Patrizia Cavazzoni is the current Director of the Center for Drug Evaluation and Research (CDER) at the U.S. Food and Drug Administration (FDA). CDER works to regulate the medical products under its jurisdiction, oversee the development of generic and new drugs, evaluate drug approval applications, monitor drug safety, conduct research to advance regulatory science and protect the public from harmful products through enforcement actions.
After receiving her medical degree at McGill University, Dr. Cavazzoni completed a residency in psychiatry and a fellowship in mood disorders at the University of Ottawa. From there, she joined the Faculty of Medicine at the University of Ottawa and joined the Mood Disorders Program at the Royal Ottawa Hospital. She studied the genetic predictors of bipolar disorder and authored numerous peer-reviewed scientific publications.

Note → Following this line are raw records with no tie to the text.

PR #1044, opened 2018-07-21
fix binary shift cost heuristics

aniederle:
This introduces some tests that show that the current heuristic that determines whether an encoding state can savely been dropped isn't valid for binary shift mode. That flaw may lead to inefficent encoding for non-textual data, i.e. the encoding uses some more bytes than the original octet encoding does.

It also comes with the fix for that heuristic.

### DIFF
--- a/core/src/main/java/com/google/zxing/aztec/encoder/State.java
+++ b/core/src/main/java/com/google/zxing/aztec/encoder/State.java
@@ -170,15 +170,16 @@ final class State {
   }
   
   private static int calculateBinaryShiftCost(State state) {
-      if (state.binaryShiftByteCount > 62) {
-          return 21; // B/S with extended length
-      } else if (state.binaryShiftByteCount > 31) {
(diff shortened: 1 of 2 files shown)


core/src/main/java/com/google/zxing/aztec/encoder/State.java
```diff
@@ -165,5 +168,17 @@ BitArray toBitArray(byte[] text) {
   public String toString() {
     return String.format("%s bits=%d bytes=%d", HighLevelEncoder.MODE_NAMES[mode], bitCount, binaryShiftByteCount);
   }
+  
+  private static int calculateBinaryShiftCost(State state) {
+      if (state.binaryShiftByteCount > 62) {
```
srowen: Nit: use 2-space indent here. Also I think you can dispense with the "else" statements and just write:

```
if (...) {
   return ...;
}
if (...) {
   return ...;
}
```

PR #1046, opened 2018-07-29
Directory Bug

FlXME:
The correct pattern to make a directory is: `if (!dir.mkdirs() && !dir.isDirectory()) { error }` mkdirs checks for exists so the exists check is redundant.


srowen:
OK by me. Looks like `mkdirs()` doesn't throw an error if it already exists, so guarding with `exists()` isn't important. Adding a double-check of the dir creation seems OK.

PR #1047, opened 2018-07-29
Directory Bug

FlXME:
The correct pattern to make a directory is: `if (!dir.mkdirs() && !dir.isDirectory()) { error }` mkdirs checks for exists so the exists check is redundant.


srowen:
Closing as a duplicate of #1046

Issue #1090, opened 2018-10-19
Getting an incorrect image from the camera Meizu MX4 Pro


m4xp1:
Barcode scanner does not work on Meizu MX4 Pro. This is related to the following lines in the CameraConfigurationManager:

```Java
//SetRecordingHint to true also a workaround for low framerate on Nexus 4
//https://stackoverflow.com/questions/14131900/extreme-camera-lag-on-nexus-4
parameters.setRecordingHint(true);
```

For some unclear reason, this setting forces the cameras to provide broken images as in the screenshot below (bottom right corner).

<img width="308" alt="screen shot 2018-10-19 at 19 54 54" src="https://user-images.githubusercontent.com/27896818/47234033-24986380-d3dd-11e8-94aa-fbf736df0c51.png"><img width="308" alt="screen shot 2018-10-19 at 19 54 54" src="https://user-images.githubusercontent.com/27896818/47234012-0f233980-d3dd-11e8-936d-18d0e102cf85.png">

I created a pull request to delete these lines. Although it is possible to add the correct checks and perform them only for Nexus 4. But I have a weekly device to test the verification code and I don’t know if the remote code affects any other devices. I would like to get more information.

Finally! Thanks for the wonderful library and application, I constantly use it, it is the best!

PR #1091, opened 2018-10-19
Getting an incorrect image from the camera Meizu MX4 Pro #1090

m4xp1:


srowen:
No, this was added specifically to improve decoding. If a device has a problem with it it's a device bug.

PR #1098, opened 2018-10-27
 Avoid ArrayIndexOutOfBoundsException in BitMatrix.get()

makiuchi-d:
The pixel on out side of the image can be assumed white.

ref: [makiuchi-d/gozxing/pull/9](/makiuchi-d/gozxing/pull/9)


srowen:
The point here is to not check bounds here for speed. This is supposed to be avoided more efficiently by callers.

PR #1101, opened 2018-11-01
fix code93 extended character decoder

makiuchi-d:
Some characters (`(%)U`, `(%)V` and `(%)W` map to `NUL`, `'@'` and ``'`'``) were decoded to wrong value `DEL` in Code93Reader.


srowen:
That doesn't seem to agree with https://en.wikipedia.org/wiki/Code_93#Full_ASCII_Code_93 ? I think that's all I have been looking at. What ref are you looking at?

makiuchi-d:
I referenced same wikipedia's page too.
That table clearly shows:
* NUL mapped to (%)U
* '@' mapped to (%)V
* '`' mapped to (%)W
* DEL mapped to only (%)T, (%)X, (%)Y and (%)Z

srowen:
Yeah you're right, I think I misread this again for a second time. I agree with the change, thanks!

PR #1103, opened 2018-11-04
Optimize code width calculation in Code39Writer

makiuchi-d:
Every code39 character has 9 bars containing 3 wide bars, and separated by a white bar.
`(9-3)*1 + 3*2 + 1 = 13`


srowen:
Yes, looks good.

Dr. Cavazzoni also has an extensive background in the pharmaceutical industry and held several senior positions in clinical development, regulatory affairs, and safety risk management for large companies such as Pfizer. In 2018, Dr. Cavazzoni joined FDA as CDER’s Deputy Director for Operations. She served as Acting Principal Deputy Commissioner of Food and Drugs in 2019.
Dr. Cavazzoni was officially sworn into her position as Director in 2021. She spent 2020 as the Acting Director when Janet Woodcock, MD, left to lead the therapeutics arm of the COVID-19 vaccine accelerator Operation Warp Speed.
AAHP will monitor how Dr. Cavazzoni's position will affect the ongoing relationships and shared efforts between FDA and our industry.